De seus anos de aparições em sitcoms e do WrestleMania (maior evento de luta livre do mundo) até as 14 temporadas como o durão apresentador de “O Aprendiz”, Trump cultivou uma imagem entre americanos da classe média como um bilionário sem papas na língua que teve os dólares e o mérito para enfrentar qualquer um.

Desde o momento em que ele desceu a escada rolante da Trump Tower para o seu amado lobby de mármore rosa no verão de 2015, apresentando-se à nação como o antídoto para as ideologias e lealdades de ambos os partidos – opondo-se a republicanos e democratas pela proximidade deles com Wall Street, Hollywood e o resto da classe que tem dinheiro - Trump afirmou que seu caminho para a vitória era elementar.

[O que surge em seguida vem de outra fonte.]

PR #4371, opened 2022-07-22
Remove pyflakes from CI

justinchuby:
**Description**

pyflakes does not support diff_context, creating too much noise. So we disable it.

- Set diff_context in all other checks
- We do not need to reenable pyflakes because flake8 is supposed to include pyflakes. We just need to configure properly

### DIFF
--- a/.github/workflows/lint.yaml
+++ b/.github/workflows/lint.yaml
@@ -21,13 +21,7 @@ jobs:
           # Change reporter level if you need.
           # GitHub Status Check won't become failure with a warning.
           level: error
-          filter_mode: file
-      - name: pyflakes
-        uses: reviewdog/action-pyflakes@v1
-        with:
-          github_token: ${{ secrets.github_token }}
-          reporter: github-pr-check
-          level: warning
+          filter_mode: diff_context
       - name: misspell # Check spellings as well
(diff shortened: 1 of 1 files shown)


justinchuby:
@jcwchen

jcwchen (approved):
LGTM. Thank you for the updates! ~In the future we can add pyflakes back after it has supported diff_context.~

justinchuby:
We prob don't need to reenable pyflakes because flake8 is supposed to include pyflakes. We just need to configure flake8 properly (to enable those checks)

jcwchen:
> We prob don't need to reenable pyflakes because flake8 is supposed to include pyflakes. We just need to configure flake8 properly (to enable those checks)

That's good to know. I thought pyflakes involves other linter as well (https://github.com/reviewdog/action-pyflakes#lint---reviewdog-integration), but actually ONNX Python Lint has covered some of them already: action-shellcheck and action-misspell. Then yes we don't need to reenable it. Updated my old comment.

justinchuby:
I think that's just a templated readme that's not updated

jcwchen:
> I think that's just a templated readme that's not updated

You are right 👍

Tudo o que tinha de fazer, dizia ele, era conectar-se diretamente às dores, medos e frustrações de uma nação golpeada pela globalização, o terrorismo, a rápida mudança demográfica e uma revolução tecnológica que arrebatava os jovens com as notas altas do SAT (exame para admissão em universidades), mas deixava milhões de americanos assistindo seus empregos desaparecerem, vítimas dos aplicativos mais recentes, da terceirização no exterior, de robôs e de uma expresiva mudança na natureza do comércio e da comunidade

Trump facilmente despachou 16 adversários republicanos nas primárias do partido, ‘demitindo’ um após o outro com apenas o insulto certo. Foi “Jeb de baixa energia” para o relutante irmão Bush, que começou como o favorito da corrida; “Little Marco” para o senador Rubio, o pequeno floridiano que sempre parecia estar se esforçando demais.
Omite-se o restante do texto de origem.